--- What you have to do ---
When you reach the line containing "Screenshot 2025-01-26 at 22 54 33" in the entries below, begin reproducing lines exactly, and stop once the line containing "Therefore, how about" is done.

(Collected data)

Issue #638, opened 2024-11-18
@pdfme/generator generate() takes a blank space as a line break when CJK


induang:
### Describe the bug

I designed a pdf editor that users input some japanese chars and then show in current tab(new Viewer) or preview it in new tab(generate()).
and it seems that generate()  takes a blank as a line break, which do not happen when i use new View. it can just simply reproduce in official web.
Although I fixed it by changing all blank by \u00A0, but it always be more great then i do not need to handle. 

### To Reproduce

<img width="1886" alt="Screenshot 2024-11-18 at 16 26 55" src="https://github.com/user-attachments/assets/0cea2cc2-84ac-4ba2-9c0c-288b7193ded6">
<img width="1537" alt="Screenshot 2024-11-18 at 16 28 08" src="https://github.com/user-attachments/assets/5e708014-ab8b-4590-bec7-0805338a0239">

### Expected behavior

behavior as same as new Viewer()

### Your Environment

```markdown
offcial web.
chrome lastest
mac air 2
```

### Your Error Log

```shell
nothing.
```

peteward:
Hi @induang,

Please can you share the exact input string that is being passed to generate?

Thanks

induang:
Sure! @peteward 
アプリをお使いにならない方は、解錠パスワードを使用して解錠することができます。解錠パスワードは1法人IDに対して1つです。

peteward:
Thanks.

So it seems that browsers implement a complex set of language-specific rules around line breaking. There are specialist engines that do this. 

In pdfme the implementation is a very simple version designed for Western character sets (breaking on all white space).

Whilst it might be possible to hardcode some additional rules checking for CJK characters in our algorithm, it would probably be better to try a more comprehensive library or engine for determining the line-breaking. 

I don't think this is a quick fix...

kyasu1:
Hi @induang, @peteward and @hand-dot !

[`Intl.Segmenter`](https://developer.mozilla.org/ja/docs/Web/JavaScript/Reference/Global_Objects/Intl/Segmenter)  is now available in all major browsers. To solve this issue, I think we can use it for the line-breaking alghorithm instead of the following function.

https://github.com/pdfme/pdfme/blob/c8f2057af816864673c7c0c956acecf2d1e1f47e/packages/schemas/src/text/helper.ts#L199

I wrote a rough implementation and got the following result.

![Image](https://github.com/user-attachments/assets/d437d767-35a6-42f7-ac0f-e199bd48bf36)

[...]

PR #686, opened 2025-01-26
use Intl.Segmenter for line breaking and support  alignment

kyasu1:
This will solve issue [#638](https://github.com/pdfme/pdfme/issues/638) and include the following enhancements:

1. Use `Intl.Segmenter` for breaking text into lines in all languages.
2. Add `locale` property to the text schema
3. Add `locale` property to the table schema but not much tested
4. Add `justify` alignment to the text schema. This is very common in CJK languages.
5. Add simple `禁則処理` or Japanese hyphenation, which prevents unappealing formatting.

Some tests are also added as `integration5.test.ts` under the `generator` directory.

Regarding performance, there is no significant degradation in testing.

### Original

```
> @pdfme/generator@0.0.0 test
> jest

 PASS  __tests__/integration3.test.ts
 PASS  __tests__/integration4.test.ts (6.928 s)
 PASS  __tests__/integration2.test.ts (7.742 s)
 PASS  __tests__/integration1.test.ts (7.835 s)
 PASS  __tests__/generate.test.ts (8.653 s)

Test Suites: 5 passed, 5 total
Tests:       58 passed, 58 total
Snapshots:   0 total
Time:        8.851 s, estimated 9 s
Ran all test suites.
```

### Intl.Segmenter

```
> @pdfme/generator@0.0.0 test
> jest

 PASS  __tests__/integration5.test.ts
 PASS  __tests__/integration3.test.ts
 PASS  __tests__/integration4.test.ts (5.118 s)
 PASS  __tests__/integration1.test.ts (7.809 s)
 PASS  __tests__/integration2.test.ts (7.894 s)
 PASS  __tests__/generate.test.ts (8.665 s)

Test Suites: 6 passed, 6 total
Tests:       60 passed, 60 total
Snapshots:   0 total
Time:        8.883 s, estimated 11 s
Ran all test suites.
```

To pass the tests, I needed to recreate most of PDFs under the tests directory, that bloats the commit...


kyasu1:
Screenshot 2025-01-26 at 22 54 33

peteward:
Thanks for the contribution!

I see that you have named some of these variables `locale`, but shouldn't it be `language` as I see you are using 2 character strings such as `en` and `ja`?

packages/schemas/src/text/propPanel.ts
```diff
@@ -151,6 +153,17 @@ export const propPanel: PropPanel<TextSchema> = {
           },
         ],
       },
+      locale: {
```
peteward, line 156: Adding `locale` to every the prop panel feels quite heavy, and often it will be redundant - I doubt that most users will know what it does.

Should this not be a top-level option for the Designer that you can pass in, and/or captured from the users browser?

It's possible that you might want to use different locales in a single PDF but feels very unlikely to me... Perhaps there could be an option to enable this level of granular control though?

So we could do:

1. Detect locale from user browser when using the Designer
2. Override with an option to force the locale when creating the Designer component
3. Override with an option that allows granular control of the locale on every text component

wdyt?

We might also need to think about migrating legacy schemas if a different locale from `en` is being used (we have a mechanism for doing schema migrations already).

packages/schemas/src/text/pdfRender.ts
```diff
@@ -151,9 +150,11 @@ export const pdfRender = async (arg: PDFRenderProps<TextSchema>) => {
   }
 
   const pivotPoint = { x: x + width / 2, y: pageHeight - mm2pt(schema.position.y) - height / 2 };
+  const segmenter = new Intl.Segmenter(schema.locale, { granularity: 'grapheme' });
```
hand-dot, line 153: Define this variable close to where it will be used.

This will be around bellow if block

> if (alignment === 'justify' && (lines[rowIndex + 1] ?? '' !== '')) {

packages/schemas/src/text/propPanel.ts
hand-dot: I feel the same way. 

Switching the `locale` per schema is a rare use case, and I’d like to keep the schema settings as simple as possible. The UI package is not designed just for programmers. The UX should be intuitive enough that even someone’s non-tech-savvy mother could create a template effortlessly.

Therefore, how about adding `intlSegmenterLocale` to `CommonOptions` like this?  
(It might also be a good idea to create a type for a string that adheres to BCP 47 language tags.)

```ts
export const CommonOptions = z.object({ 
  font: Font.optional(),
  intlSegmenterLocale: z.string().optional(),
 }).passthrough();
```

https://github.com/kyasu1/pdfme/blob/b1d6107e2004058ce4bc2766927c52373ef65295/packages/common/src/schema.ts#L157

For the `date` and `table` schemas, they should continue to call the `text` schema without being aware of the `locale`. Within the `text` schema, we can access the optional `intlSegmenterLocale` option and determine the locale for `Intl.Segmenter`.

hand-dot:
Hi @kyasu1 
Thank you for creating the PR.

I found a discrepancy between the UI and the PDF generated by the generator.

CleanShot 2025-01-28 at 10 47 16@2x

CleanShot 2025-01-28 at 10 47 40@2x

Even if it’s difficult to achieve a perfect match, this could confuse users, so it needs to be fixed.

---

I’ll provide as much support as possible until the merge, so feel free to ask if you have any questions.

packages/schemas/src/text/pdfRender.ts
kyasu1: With that,`segmenter` will be created multiple times in the loop. Isn't that inefficient? Or no penallty on JS engines?

hand-dot: Ah, got it. pls ignore this comment.

kyasu1:
> Hi @kyasu1 Thank you for creating the PR.
> 
> I found a discrepancy between the UI and the PDF generated by the generator.
> 
> Even if it’s difficult to achieve a perfect match, this could confuse users, so it needs to be fixed.
> 

On Adobe illustrator, there are multiple possibilities for `justify` alignment like below:

Screenshot 2025-01-28 at 12 16 24

Screenshot 2025-01-28 at 12 16 31

The current behavior is closer to the second option, but its representation in CSS might not be straightforward.

In general, the first option is more appropriate for most languages, so I think we should implement that behavior. Probably we can achieve this by not justifying if the text is a single line. Let’s give it a shot.

packages/schemas/src/text/propPanel.ts
kyasu1: Thank you for your replies.

I've been experimenting with this text schema by changing the `locale` value to various strings. However, I realized that there is no visible difference regardless of the `locale` string specified. For example, if you write a Japanese text and then change the `locale` to `zh`, `en`, or any other value, the generated PDFs remain the same and looks correct.

After doing some research, I came across this Stack Overflow question.

https://stackoverflow.com/questions/75747868/how-exactly-locale-param-affects-the-result-of-intl-segmenter-execution-in-jav

It seems that `Intl.Segmenter` determines how to segment text based on the code points of the text itself. In very rare cases, the `locale` value may affect the result. Therefore, providing either `undefined` or `en` as the `locale` to `Intl.Segmenter` seems to work fine in most cases.

So, should we consider dropping the locale from the text schema? What about hyphenation? I've implemented simple Japanese-specific rules, which are also based on the code points of Japanese characters. If we were to implement similar rules for other languages, they would likely also rely on the code points of those languages. However, if the locale is not included in the schema, we would need to test all language-specific hyphenation rules, which would be inefficient. Therefore, retaining the locale in the schema still seems appropriate.

That said, I am still wondering what the best way to handle this locale issue might be...

hand-dot: Do you know the following library?  
[https://www.npmjs.com/package/linebreak](https://www.npmjs.com/package/linebreak)  

I haven't used it before, but it might work well in this case.  
Since it processes line-breaking rules based on Unicode, it should support not only Japanese but also Chinese and other languages.

What do you think

hand-dot: In other words, I believe that by delegating the current line-breaking logic, which handles spaces and hyphens, to the `linebreak` library, it could support a wider range of languages.  
[https://github.com/pdfme/pdfme/blob/0a4d425b0e24254617b31e6d52b4703f6fb1ac68/packages/schemas/src/text/helper.ts#L166](https://github.com/pdfme/pdfme/blob/0a4d425b0e24254617b31e6d52b4703f6fb1ac68/packages/schemas/src/text/helper.ts#L166)  

The PR should become much simpler.

kyasu1: @hand-dot 

We should stay with `Intl.Segmenter`, which is very clever and works well without specifying the locale explicitly. So, I suggest that we remove `locale` from the schema until it becomes really necessary. One drawback is the `禁則処理` loop need to be run every time unconditionaly. 

Making the line breaking algorithm switchable is good idea though. We might want to use LLM tokenizer.

kyasu1: I have just now tested the `linebreak` library. However, it merely splits Japanese sentences on a character-by-character basis, which is not what we are looking for.

hand-dot: > Making the line breaking algorithm switchable is good idea though. We might want to use a LLM based tokenizer.
Interesting. I think https://github.com/google/budoux is good choice.
But, I love to use simple and light approach

> I have just now tested the linebreak library. However, it merely splits Japanese sentences on a character-by-character basis, which is not what we are looking for.
My understanding is that this library can be used to find possible line break positions.

CleanShot 2025-01-29 at 12 55 22

kyasu1:
@hand-dot  could you take a look at the updated commits? 

- Fixed the bug related to `justify` in short English texts. This disables `均等揃え` or `lastJustify`, but we can implement it later if necessary.  
- Removed `locale`. `Intl.Segmenter` seems to be less sensitive to this value, and the generated PDFs showed no visual differences regardless of the specified value. Unless someone specifically requires this property, we can omit it for now.  
- Some snapshot tests are failing because the PDFs have not been updated. This was done intentionally to keep the changes in this commit minimal.

hand-dot:
Hi @kyasu1 
Thank you.  
I am currently checking. I will report back if there are any additional comments.  

Since `locale` is no longer set from the schema, could you revert some of the unnecessary changes?  
Please minimize the number of modified files as much as possible.

packages/schemas/src/text/constants.ts
```diff
@@ -21,3 +22,83 @@ export const DEFAULT_DYNAMIC_MIN_FONT_SIZE = 4;
 
 export const DEFAULT_DYNAMIC_MAX_FONT_SIZE = 72;
 export const FONT_SIZE_ADJUSTMENT = 0.25;
+
+export const LINE_START_FORBIDDEN_CHARS = [
```
hand-dot, line 26: I'm looking for a better way to manage such rules.  
This issue occurs not only in Japanese but also in various languages such as Chinese, Korean, and Thai.  
If there is a dataset that manages these characters, I would like to use it.

packages/generator/__tests__/assets/pdfs/assert/segmenterEnglish.pdf
kyasu1, line 1: Adobe Acrobat on Mac wont open this file. No probelm on browsers and preview on Mac OS.

kyasu1:
Hi @hand-dot 

Removed unused locale related codes as told. Also updated assert PDFs.

Added a fix for handling of whitespace or line-breakable characters at the beginning of a line when wrapped.

On the handling of very long words, [dynamicFontSizeVertical.json](https://github.com/pdfme/pdfme/blob/main/packages/generator/__tests__/assets/templates/dynamicFontSizeVertical.json), there is a discripancy between UI (left) and PDF (right) as follows.

Screenshot 2025-01-30 at 18 34 03

And one more isssue, Adobe Acrobat raises an error when opening the following generated PDF file:

```
packages/generator/__tests__/assets/pdfs/assert/segmenterEnglish.pdf
```

packages/schemas/src/text/constants.ts
kyasu1: Probably we need a way to handle language-specific rules, but that might reintroduce `locale`...

Some characters are common, but others are not.

The following blog posts by Morisawa are very informative. We may be able to define four rules as in Adobe InDesign, then create a set of rules for each language.

https://note.morisawa.co.jp/n/n64589ad7572d

However, this can be quite challenging without support from native speakers.

hand-dot:
Hi @kyasu1 

I have confirmed the fix and can see the improvements.  

However, I found an issue where some text overflows from the box when the alignment is set to **left**. This does not occur when the alignment is **justify**.  

This issue happens in both Japanese and English.  
Can you fix this problem?


CleanShot 2025-02-04 at 10 44 33@2x


CleanShot 2025-02-04 at 10 44 44@2x

Reproducible template: [template (8).json](https://github.com/user-attachments/files/18650483/template.8.json)

kyasu1:
@hand-dot thank you for checking and pointing out. This should fix the issue. Please take a look at again.

hand-dot:
@kyasu1 
alignment": "right of `multiVariableText.pdf` looks wrong.


CleanShot 2025-02-05 at 09 33 39@2x

CleanShot 2025-02-05 at 09 33 48@2x

kyasu1:
Hi @hand-dot , this will fix the issue you mentioned. 

The character spacing was not took into account in the calculation which caused that result. 

By updating two assert PDFs, all tests passed. I have checked all generated PDFs in Adobe Acrobat Reader, and they look okay except for pdfImage.json, in which no image was shown. It seems unrelated to this update since it would also not be shown on pdfme.com`

As you may notice, there is discrepancy between HTML/CSS and the generated PDF, as shown in the attached image. The text is wrapped at the wrong place in the PDF, with the same result on pdfme.com` Also you may also notice slight differences in another templates.

Screenshot 2025-02-06 at 19 31 03

kyasu1:
I think we need to discuss one more thing, that is how to handle trailing spaces. The current `pdfme.com` removes all trailing spaces when generating PDFs. However, HTML/CSS preserves them as you can see in the Viewer. In the case of right alignment, the spaces somewhat overflow the border but they still exist, except for the last line. As far as I have tested, Adobe Illustrator also follows similar rules. Should we try to implement the same rules?

hand-dot:
Hi @kyasu1 , Thank you for spending your valuable time solving this problem.

> As you may notice, there is discrepancy between HTML/CSS and the generated PDF, as shown in the attached image. The text is wrapped at the wrong place in the PDF, with the same result on pdfme.com` Also you may also notice slight differences in another templates.

maybe we need to check bellow.
https://github.com/kyasu1/pdfme/blob/43c67db2f872bfdc7ca5f2a232945966051275c0/packages/schemas/src/text/uiRender.ts#L218

However, this issue is not caused by this PR but is an existing problem, so it's okay to skip it.  
If you choose to skip it, I will create a separate issue.



> I think we need to discuss one more thing, that is how to handle trailing spaces. The current pdfme.com removes all trailing spaces when generating PDFs. However, HTML/CSS preserves them as you can see in the Viewer. In the case of right alignment, the spaces somewhat overflow the border but they still exist, except for the last line. As far as I have tested, Adobe Illustrator also follows similar rules. Should we try to implement the same rules?

I see. I think it would be better to make it behave the same way as Adobe Illustrator.

kyasu1:
Hi @hand-dot , I just opened a new issue #697 regarding the first problem :-)

hand-dot:
Hi @kyasu1 !

There are some issues pointed out below, but I think it's okay to merge this PR.  
https://github.com/pdfme/pdfme/pull/686#issuecomment-2642822116

Is there anything left to be done? If not, I’d like to proceed with the merge.

kyasu1:
Hi @hand-dot , I found some issues in edge cases and am working on them. Please wait for the next update...

kyasu1:
I was mistaken about the second point regarding trailing spaces. In PDF, trailing spaces should always be trimmed.

Therefore, if text is set to align right, we should ignore trailing spaces and align the entire text to the right boundary. I have tested this behavior in both Adobe Illustrator and Figma, and they follow this convention.

Also, I have fixed some issues that occurred in edge cases. Additionally, I rewrote functions related to Japanese text rules, which were previously written using recursion and contained bugs. The new versions are more verbose but easier to follow and understand.

Some templates have inconsistencies between the HTML/CSS and PDF versions, but I believe they are acceptable at this time.

hand-dot:
@kyasu1 Could you push your new changes?

hand-dot:
@kyasu1 

> Also, I have fixed some issues that occurred in edge cases. Additionally, I rewrote functions related to Japanese text rules, which were previously written using recursion and contained bugs. The new versions are more verbose but easier to follow and understand.

Where is this change?

kyasu1:
@hand-dot, https://github.com/pdfme/pdfme/pull/686/commits/ec7e911c0f26c335405d5e5e02fda2c220903f60

packages/schemas/src/text/helper.ts
```diff
@@ -355,8 +363,172 @@ export const splitTextToSize = (arg: {
...
+};
+
+//
+// 日本語禁則処理
+//
+// https://www.morisawa.co.jp/blogs/MVP/8760
+//
+// 行頭禁則
+export const filterStartJP = (lines: string[]): string[] => {
+  let filtered: string[] = [];
```
hand-dot, line 454: Pls use const

packages/schemas/src/text/helper.ts
```diff
@@ -355,8 +363,172 @@ export const splitTextToSize = (arg: {
...
+          }
+        } else {
+          lines[++lineCounter] = char;
+          currentTextSize = size + characterSpacing;
+        }
+      }
+    }
+  }
+
+  if (true) {
```
hand-dot, line 429: Pls use containsJapanese function

```js
function containsJapanese(text: string): boolean {
  return /[\p{Script=Hiragana}\p{Script=Katakana}\p{Script=Han}]/u.test(text);
}
```

hand-dot:
@kyasu1 Could you check my comment?

hand-dot (approved):
LGTM

hand-dot:
@kyasu1 
Thank you!
Thanks to you, the typography has improved significantly👍

hand-dot:
Released as [5.3.5](https://github.com/pdfme/pdfme/tree/refs/tags/5.3.5)

@kyasu1 Could you check Discord DM?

--- Written answer ---
Screenshot 2025-01-26 at 22 54 33

peteward:
Thanks for the contribution!

I see that you have named some of these variables `locale`, but shouldn't it be `language` as I see you are using 2 character strings such as `en` and `ja`?

packages/schemas/src/text/propPanel.ts
```diff
@@ -151,6 +153,17 @@ export const propPanel: PropPanel<TextSchema> = {
           },
         ],
       },
+      locale: {
```
peteward, line 156: Adding `locale` to every the prop panel feels quite heavy, and often it will be redundant - I doubt that most users will know what it does.

Should this not be a top-level option for the Designer that you can pass in, and/or captured from the users browser?

It's possible that you might want to use different locales in a single PDF but feels very unlikely to me... Perhaps there could be an option to enable this level of granular control though?

So we could do:

1. Detect locale from user browser when using the Designer
2. Override with an option to force the locale when creating the Designer component
3. Override with an option that allows granular control of the locale on every text component

wdyt?

We might also need to think about migrating legacy schemas if a different locale from `en` is being used (we have a mechanism for doing schema migrations already).

packages/schemas/src/text/pdfRender.ts
```diff
@@ -151,9 +150,11 @@ export const pdfRender = async (arg: PDFRenderProps<TextSchema>) => {
   }
 
   const pivotPoint = { x: x + width / 2, y: pageHeight - mm2pt(schema.position.y) - height / 2 };
+  const segmenter = new Intl.Segmenter(schema.locale, { granularity: 'grapheme' });
```
hand-dot, line 153: Define this variable close to where it will be used.

This will be around bellow if block

> if (alignment === 'justify' && (lines[rowIndex + 1] ?? '' !== '')) {

packages/schemas/src/text/propPanel.ts
hand-dot: I feel the same way. 

Switching the `locale` per schema is a rare use case, and I’d like to keep the schema settings as simple as possible. The UI package is not designed just for programmers. The UX should be intuitive enough that even someone’s non-tech-savvy mother could create a template effortlessly.

Therefore, how about adding `intlSegmenterLocale` to `CommonOptions` like this?  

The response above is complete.